TASK DIRECTIONS: Copy word for word the lines from the start of the records through the line that contains "and the queries", both included.

THE RECORDS:
******

Issue #1854, opened 2022-03-16
ChannelList Recovery doesn't work properly because It couldn't process query with extra data field in ChannelDTO for local storage(CoreData)


tokirin:
## What did you do?
We were waiting for merging CIS-1275, and as seen it merged, tested it.
and we found bug for our usecase.

```Swift
    let queryA = ChannelListQuery(
      filter: .and([.containMembers(userIds: [userId]), .notEqual(.init(rawValue: "owner_id"), to: userId)])
    )
   let controllerA = chatClient.channeListController(query: queryA)

    let queryB = ChannelListQuery(
      filter: .and([.containMembers(userIds: [userId]), .equal(.init(rawValue: "owner_id"), to: userId)])
    )
    let controllerB = chatClient.channeListController(query: queryB)
```

We use 2 `ChatChannelListController`s with different `ChannelListQuery`.
The two `ChannelListQuery`'s are mutually exclusive as you can see.
and the queries have extra data field named `owner_id` for identifying whether the channel is created by current user or not

## What did you expect to happen?
It should synchronize correctly for both of `ChatChannelListController` when connection is recovered

## What happened instead?
When background recovery begins, two of `ChatChanneListController` begin to remove each other's `ChatChannel`s and  messages

## The Problem I found in ChannelListUpdater.swift
I started to analyze problem from `SyncRepository.swift` and found something weird
```Swift
//ChannelListUpdater.swift
guard let queryDTO = session.channelListQuery(filterHash: updatedQuery.filter.filterHash) else { return }

let localQueryCIDs = Set(queryDTO.channels.compactMap { try? ChannelId(cid: $0.cid) })
let remoteQueryCIDs = Set(channelListPayload.channels.map(\.channel.cid))
let queryAlreadySynched = remoteQueryCIDs.intersection(synchedChannelIds)

// We are going to unlink & clear those channels that are not present in the remote query,
// and that have not been synched nor watched. Those are outdated.
let cidsToRemove = localQueryCIDs
    .subtracting(queryAlreadySynched)
    .subtracting(watchedChannelIds)
```
The problem is that **the `localQueryCIDs` are same for both of above two queries.**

******

TASK RESULT:
Issue #1854, opened 2022-03-16
ChannelList Recovery doesn't work properly because It couldn't process query with extra data field in ChannelDTO for local storage(CoreData)


tokirin:
## What did you do?
We were waiting for merging CIS-1275, and as seen it merged, tested it.
and we found bug for our usecase.

```Swift
    let queryA = ChannelListQuery(
      filter: .and([.containMembers(userIds: [userId]), .notEqual(.init(rawValue: "owner_id"), to: userId)])
    )
   let controllerA = chatClient.channeListController(query: queryA)

    let queryB = ChannelListQuery(
      filter: .and([.containMembers(userIds: [userId]), .equal(.init(rawValue: "owner_id"), to: userId)])
    )
    let controllerB = chatClient.channeListController(query: queryB)
```

We use 2 `ChatChannelListController`s with different `ChannelListQuery`.
The two `ChannelListQuery`'s are mutually exclusive as you can see.
and the queries have extra data field named `owner_id` for identifying whether the channel is created by current user or not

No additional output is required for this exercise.